1,2Xiaojing Lai,3Feng Zhu,2Dongzhou Zhang,4Sergey Tkachev,4Vitali B. Prakapenka,2Keng-Hsien Chao,2Bin Chen
American Mineralogist 108, 1530-1537 Link to Article [http://www.minsocam.org/msa/ammin/toc/2023/Abstracts/AM108P1530.pdf]
1Gemmological Institute, State Key Laboratory of Geological Processes and Mineral Resources, China University of Geosciences, Wuhan, Hubei, 430074, China
2Hawaii Institute of Geophysics and Planetology, University of Hawai‘i at Mānoa, Honolulu, Hawaii 96822, U.S.A.
3School of Earth Sciences, State Key Laboratory of Geological Processes and Mineral Resources, China University of Geosciences, Wuhan, Hubei, 430074, China
4Center for Advanced Radiation Sources, University of Chicago, Chicago, Illinois 60637, U.S.A.
Copyright: The Mineralogical Society of America
Ice-VII is a high-pressure polymorph of H2O ice and an important mineral widely present in many
planetary environments, such as in the interiors of large icy planetary bodies, within some cold subducted
slabs, and in diamonds of deep origin as mineral inclusions. However, its stability at high pressures
and high temperatures and thermoelastic properties are still under debate. In this study, we synthesized
ice-VII single crystals in externally heated diamond-anvil cells and conducted single-crystal X-ray
diffraction experiments up to 78 GPa and 1000 K to revisit the high-pressure and high-temperature
phase stability and thermoelastic properties of ice-VII. No obvious unit-cell volume discontinuity or
strain anomaly of the high-pressure ice was observed up to the highest achieved pressures and temperatures.
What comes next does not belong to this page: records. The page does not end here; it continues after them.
PR #583, opened 2020-10-20
Allow users to load their own Gunicorn config

dmaljovec:
What?
=====

* Port relevant sections of code from `gunicorn.app.base.Application` into `knowledge-repo.app.deploy.gunicorn.GunicornDeployer` to use the `--config` supplied by the user.

Why?
=====

* We'd like to instrument our deployment of Knowledge-Repo with some observability metrics and being able to customize our gunicorn deployment is the way we do that with other apps right now.

This builds off of https://github.com/airbnb/knowledge-repo/pull/437 where a user can supply their own arguments. Unfortunately, while I can see that it does indeed bring in my `GUNICORN_CMD_ARGS='--config gunicorn.conf.py` it does not actually load it up. I stole some code from [gunicorn's source](https://github.com/benoitc/gunicorn/blob/ee685e197b3f7cf899dc7d6e0688ff169e9d10df/gunicorn/app/base.py#L173-L180) and adapted it gently to work in the knowledge-repo use case. Please let me know if this is something you think is worth supporting and if you need anything additional to make this go (tests, more explanation, a usage example, etc.).

### DIFF
--- a/knowledge_repo/app/deploy/gunicorn.py
+++ b/knowledge_repo/app/deploy/gunicorn.py
@@ -9,6 +9,13 @@ from gunicorn.app.base import BaseApplication
 
 from .common import KnowledgeDeployer
 
+import importlib.machinery
+import importlib.util
+import os
+import sys
+import traceback
+import warnings
+
 
 class GunicornDeployer(BaseApplication, KnowledgeDeployer):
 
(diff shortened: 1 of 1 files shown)


dmaljovec:
I tested this in a test deployment and it appears to do what I want, FWIW.

naoyak (approved):
Thanks!

naoyak:
@dmaljovec Sorry about the long delay. Is there a way you could add a test?

dmaljovec:
> @dmaljovec Sorry about the long delay. Is there a way you could add a test?

Yeah, sure. I'll try to have a look before the end of the week.

dmaljovec:
Sorry, I took a brief look and it looks like the `GunicornDeployer` is not under test yet (actually, it looks like none of the `KnowledgeDeployer` subclasses are), so it might take more effort than I first thought to write some unit tests around this. I haven't thought much about it and maybe it is easier than I am making it out to be, but it might be some time before I get a chance to think about testing this component in isolation. I was hoping to just plug in some minor modifications of existing tests.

The volume-pressure-temperature data were fitted to a high-temperature Birch-Murnaghan
equation of state formalism, yielding bulk modulus KT0 = 21.0(4) GPa, its first pressure derivative KT′0
= 4.45(6), dK/dT = –0.009(4) GPa/K, and thermal expansion relation αT = 15(5) × 10–5 + 15(8) × 10–8
× (T – 300) K–1. The determined phase stability and thermoelastic properties of ice-VII can be used to
model the inner structure of icy cosmic bodies. Combined with the thermoelastic properties of diamonds,
we can reconstruct the isomeke P-T paths of ice-VII inclusions in diamond from depth, offering clues
on the water-rich regions in Earth’s deep mantle and the formation environments of those diamonds.